# Pronunciation: 冯 (von)



## yuechu

大家好！

I was recently looking up the Chinese name (阿格里帕·冯·内特斯海姆) for the polymath Heinrich Cornelius Agrippa and was wondering whether 冯 should be pronounced Feng2 or ping2? (I think it's Feng2, right?)
Thanks!


----------



## Yujan Chou

Yes, you are right. It should be pronounced feng2 here.


----------



## yuechu

Thanks, Yujan Chou!


----------



## Messquito

In southern China many people pronounce it fóng.
This thread talks about that [labial sounds (b/p/m/f/w)+eng[ become [(b/p/m/f/w)+ong] in some areas.


----------



## Skatinginbc

Why is 冯 _feng_ [fəŋ], not 芬 _fen_ [fən], employed to transcribe German _von_ [fɔn] when [fən] is apparently closer to [fɔn] than [fəŋ] is?  I think the reason is that 冯 here actually reads _fong_ [fɔŋ] as Messquito correctly pointed out in #4.


----------



## fyl

Even to my northerner ears, feng is much closer than fen, because it is a back vowel and not a front vowel.
I think the difference pointed out by Messquito is mostly about roundness, not front vs back.


----------



## Skatinginbc

You're right, fyl.  It's about roundedness.
BTW, this is German von.


----------



## fyl

Thanks for the link. Well, this does sound a bit like a 芬... The 'n' is clearer than my imagination..


----------



## Skatinginbc

德國鋼琴家*漢斯凡*畢羅/*漢斯*馮*畢羅*/*漢斯*封*畢羅*(Hans von Bulow 1830~1894) ==> Note: German "von" equates Dutch "van" 凡 (as in 凡高/*梵高* Vincent van Gogh，1853－1890).  Their distinction is like _caught_ vs. _cot_ (I mean: they sound the same to some people) or, if there is indeed a distinction, British _fawn_ vs. American _fawn_.  
馮 (中古开口) as a transliteration for _von_ makes sense to me only if it reads fóng2 (封, 中古合口).  Otherwise, I would rather have 凡 fan2 (an open vowel) than 馮 feng2 (a close-mid vowel).


----------



## SuperXW

baosheng said:


> I was recently looking up the Chinese name (阿格里帕·冯·内特斯海姆) for the polymath Heinrich Cornelius Agrippa and was wondering whether 冯 should be pronounced Feng2 or ping2? (I think it's Feng2, right?)

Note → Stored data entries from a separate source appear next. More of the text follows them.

PR #3998, opened 2021-06-21
review: test: add test for SubstituionInsertAllNestedTypes

Rohitesh-Kumar-Jain:
#1818

Hi, I have added a new test for `insertAllNestedFilelds` method of the `Substitution` class, this test improves code coverage, mutation converge and test strength all from 0% to 100%.

Screenshot 2021-06-21 at 5 12 48 PM

The exception added in this test, is able to kill the mutation but, probably isn't the strongest assertion, I wan't able to make it stronger.

### DIFF
--- a/src/test/java/spoon/test/template/SubstitutionTest.java
+++ b/src/test/java/spoon/test/template/SubstitutionTest.java
@@ -53,7 +53,7 @@ public class SubstitutionTest {
     }
 
     @Test
-    public void testSubstitutionInsertAllNestedTypes() {
+    public void testInsertAllNestedTypes() {
         // contract: Substitution.insertAllNestedTypes inserts the only nested class from a singly nested template into the target class
 
         // arrange
--- a/src/test/java/spoon/test/template/SubstitutionTest.java
+++ b/src/test/java/spoon/test/template/SubstitutionTest.java
@@ -5,14 +5,10 @@ import spoon.Launcher;
 import spoon.reflect.declaration.CtField;
 import spoon.reflect.declaration.CtType;
 import spoon.reflect.factory.Factory;
-import spoon.reflect.reference.CtTypeReference;
-import spoon.reflect.visitor.CtVisitor;
 import spoon.support.compiler.FileSystemFile;
-import spoon.support.reflect.declaration.CtTypeImpl;
 import spoon.template.StatementTemplate;
 import spoon.template.Substitution;
 
-import java.lang.annotation.Annotation;
 import java.util.Collections;
 
 import static org.junit.jupiter.api.Assertions.assertEquals;
@@ -71,6 +67,7 @@ public class SubstitutionTest {
 
         // assert
         assertEquals(1, targetType.getNestedTypes().size());
+        assertEquals("nestedClass", targetType.getNestedType("nestedClass").getSimpleName());
     }
 
     private static class SinglyNestedTemplate extends StatementTemplate {
--- a/src/test/java/spoon/test/template/SubstitutionTest.java
+++ b/src/test/java/spoon/test/template/SubstitutionTest.java
@@ -75,16 +75,7 @@ public class SubstitutionTest {
 
     private static class SinglyNestedTemplate extends StatementTemplate {
 
-        public class nestedClass<T extends Annotation> extends CtTypeImpl<T> {
-
-            @Override
-            public boolean isSubtypeOf(CtTypeReference<?> type) {
-                return false;
-            }
-
-            @Override
-            public void accept(CtVisitor visitor) {
-            }
+        class nestedClass {
         }
 
         @Override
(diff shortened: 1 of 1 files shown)


Rohitesh-Kumar-Jain:
Link to #3967

src/test/java/spoon/test/template/SubstitutionTest.java
```diff
@@ -47,4 +51,44 @@ public void testSubstitutionInsertAllFields() {
         @Override
         public void statement() { }
     }
+
+    @Test
+    public void testSubstitutionInsertAllNestedTypes() {
```
slarse, line 56: It's already in the `SubstitutionTest` class, so no need to name all tests something with `Substitution`.

```suggestion
    public void testInsertAllNestedTypes() {
```

src/test/java/spoon/test/template/SubstitutionTest.java
```diff
@@ -47,4 +51,44 @@ public void testSubstitutionInsertAllFields() {
...
+        Factory factory = spoon.getFactory();
+
+        CtType<?> targetType = factory.Class().create("goodClass");
+        StatementTemplate template = new SinglyNestedTemplate();
+
+        // act
+        Substitution.insertAllNestedTypes(targetType, template);
+
+        // assert
+        assertEquals(1, targetType.getNestedTypes().size());
```
slarse, line 73: This assertion is a bit too weak. At least check that the inserted type has the expected name.

src/test/java/spoon/test/template/SubstitutionTest.java
```diff
@@ -47,4 +51,44 @@ public void testSubstitutionInsertAllFields() {
...
+
+            @Override
+            public boolean isSubtypeOf(CtTypeReference<?> type) {
+                return false;
+            }
+
+            @Override
+            public void accept(CtVisitor visitor) {
+            }
+        }
```
slarse, line 88: As with your first attempt with the last template, there's a lot going on here that doesn't seem related to the test. To pass the test, the minimal required nested type is this:

```suggestion
        class nestedClass {
        }
```

In general, make tests as minimal as possible, and don't include things that aren't used. Is there any reason for including the other things? If there is, then you should attempt to use them in assertions such that it's obvious they're there for a reason.

slarse (changes requested):
Looks good, I just have some minor comments on this one.

src/test/java/spoon/test/template/SubstitutionTest.java
Rohitesh-Kumar-Jain: yeah actually originally I was aiming for stronger assertion than size, but wasn't able to think of it 😅

src/test/java/spoon/test/template/SubstitutionTest.java
Rohitesh-Kumar-Jain: Yes sure, I will push a commit to rectify that

Rohitesh-Kumar-Jain:
@slarse I would be glad if you may have again have a look at the PR : )

src/test/java/spoon/test/template/SubstitutionTest.java
```diff
@@ -47,4 +47,36 @@ public void testSubstitutionInsertAllFields() {
...
+
+        CtType<?> targetType = factory.Class().create("goodClass");
+        StatementTemplate template = new SinglyNestedTemplate();
+
+        // act
+        Substitution.insertAllNestedTypes(targetType, template);
+
+        // assert
+        assertEquals(1, targetType.getNestedTypes().size());
+        assertEquals("nestedClass", targetType.getNestedType("nestedClass").getSimpleName());
```
slarse, line 70: The new assertion strengthens the test case in the sense that it verifies that there's a nested type with name `nestedClass`, and that's what was requested. So I think this is fine now.

However, I just wanted to note that the layout of the assertion makes it look like a test for `CtType.getNestedType(String)`. To be clear, it looks like the assertion verifies that getting a nested type by a given name returns a type with that name. It would be sufficient here to just verify that the returned type is non-null, due to the functionality of `getNestedType`.

```suggestion
        assertNotNull(targetType.getNestedType("nestedClass"));
```

Personally, I would probably have written both assertions like this instead, so as not to have to query `targetType` multiple times.

```java
        List<CtType<?>> nestedTypes = targetType.getNestedTypes();
        assertThat(nestedTypes.size(), equalTo(1));
        assertThat(nestedTypes.get(0), equalTo("nestedClass"));
```

slarse (approved):
Looks good to me! Just had a minor note on the new assertion's layout. But I think this is fine to merge, if you want to fix anything up at a later time you can just come back here.

src/test/java/spoon/test/template/SubstitutionTest.java
Rohitesh-Kumar-Jain: Thanks for the suggestions, so I can add this in the PR that I will raise for another new test?

PR #4004, opened 2021-06-24
fix(spoon-control-flow): fix disconnected graphs for switch statements

### LINKED ISSUE #3787: Disconnected control-flow graph when building a CFG for a method with a switch case statement
Hi, i'm using spoon-control-flow graph to build a cfg for a method which contains a switch case statement and the control flow graph i'm getting is disconnected (There is an edge missing).

Here is the function i'm building CFG for: 

```
public void fun()
    {
        int a = 10;
        int b=0;
        switch(a)
        {
            case 1:
            b=10;
            case 2:
            b=20;
        }
        System.out.println("Not Connected");
    }
```

Code for building the CFG: 

```
val builder = ControlFlowBuilder()
val cfg = builder.build(ctMethod) // ctMethod corresponds to the above method
cfg.simplify()
cfg.toGraphVisText()
```

The generate graph: 
test

There is an edge missing between statement: 70 and statement: 72

andrewbwogi:
closes #3787

### DIFF
--- a/spoon-control-flow/src/main/java/fr/inria/controlflow/ControlFlowBuilder.java
+++ b/spoon-control-flow/src/main/java/fr/inria/controlflow/ControlFlowBuilder.java
@@ -768,7 +768,6 @@ public class ControlFlowBuilder implements CtVisitor {
 		breakingBad.push(convergenceNode);
 
 		lastNode = switchNode;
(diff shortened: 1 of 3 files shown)


monperrus:
Thanks @andrewbwogi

Why ping2...? Does 冯 has such a sound?


----------



## Yujan Chou

SuperXW said:


> Why ping2...? Does 冯 has such a sound?


You might wanted to check out the idiom 暴虎冯河


----------



## yuechu

SuperXW said:


> Why ping2...? Does 冯 has such a sound?


The dictionary I use says that with the pronunciation "ping2", it can mean "to gallop", "to assist" and "to attack". I'm not sure if it's a common word here for this pronunciation though. (maybe not, right?)

Thanks, everyone, for your replies!


----------



## retrogradedwithwind

冯，今天只有两音两义。
Feng2, 姓。
Ping2，只用于暴虎冯河一词。

在平水韵中，冯属东韵，和“风、东”同韵。所以，是读fong2的


----------



## Youngfun

Skatinginbc said:


> 德國鋼琴家*漢斯凡*畢羅/*漢斯*馮*畢羅*/*漢斯*封*畢羅*(Hans von Bulow 1830~1894) ==> Note: German "von" equates Dutch "van" 凡 (as in 凡高/*梵高* Vincent van Gogh，1853－1890).  Their distinction is like _caught_ vs. _cot_ (I mean: they sound the same to some people) or, if there is indeed a distinction, British _fawn_ vs. American _fawn_.
> 馮 (中古开口) as a transliteration for _von_ makes sense to me only if it reads fóng2 (封, 中古合口).  Otherwise, I would rather have 凡 fan2 (an open vowel) than 馮 feng2 (a close-mid vowel).



In Standard Mandarin (at least Mainland Mandarin — Northern accent), you cannot have ong before b, p, m, f.

But I've always had the impression that transliteration of foreign sounds use eng for /on/, such as 蒙古, I suspect that they considered the dialectal pronunciation.

Also, Northern accent eng [ɤŋ] has a more back (not sure if this is the correct term) vowel than my own pronunciation [əŋ] (I use the same vowel for eng and en), so that means that their eng is closer to the /on/ sound.

And Northern accent ong [ʊŋ] also has a more closed vowel than mine: [ɔŋ~oŋ].
Before realizing this, I've never understood why Wade-Giles and many other romanizations transcribed it as "ung". Now I forgot how Zhuyin Fuhao transcribes this rhyme, maybe ㄨㄥ?


----------



## Skatinginbc

Youngfun said:


> Also, Northern accent eng [ɤŋ] has a more back (not sure if this is the correct term) vowel than my own pronunciation [əŋ] (I use the same vowel for eng and en), so that means that their eng is closer to the /on/ sound.


Vowel backness is not as relevant as vowel openness in this case because German "von" has a _fronted_ back vowel, that is, a back vowel becomes somewhat fronted due to anticipatory assimilation with the front consonant /n/.  This applies to American English "fun" as well.  Many Chinese students pronounce "fun" with a true back vowel (i.e., [ʌ]) rather than a _fronted_ back vowel (close to [ɜ]) and therefore betray a foreign accent.

BTW, I believe the majority of Taiwan people pronounce 冯 as fong2.


----------



## SuperXW

baosheng said:


> The dictionary I use says that with the pronunciation "ping2", it can mean "to gallop", "to assist" and "to attack". I'm not sure if it's a common word here for this pronunciation though. (maybe not, right?)


It is not common at all. I don't think it has meanings of "to assist" or "to attack".


----------



## Yujan Chou

SuperXW said:


> It is not common at all. I don't think it has meanings of "to assist" or "to attack".


The meaning "to assist" is also unknown to me. The only remotely related meaning that I could find is "凭借，依靠 [rely on]" when 冯 serves as a 通假字 for 凭。But 冯 does have the meaning "to attack, to humiliate, to bully" as in 冯弱犯寡，则眚之(《周礼·夏官·大司马》) 。

Update: Well I think I found the example, 冯 does mean "to assist" as in 君大夫冯父、母、妻、长子，不冯庶子(《礼记·丧大记》)。


----------



## SuperXW

Good to know, Chou!


----------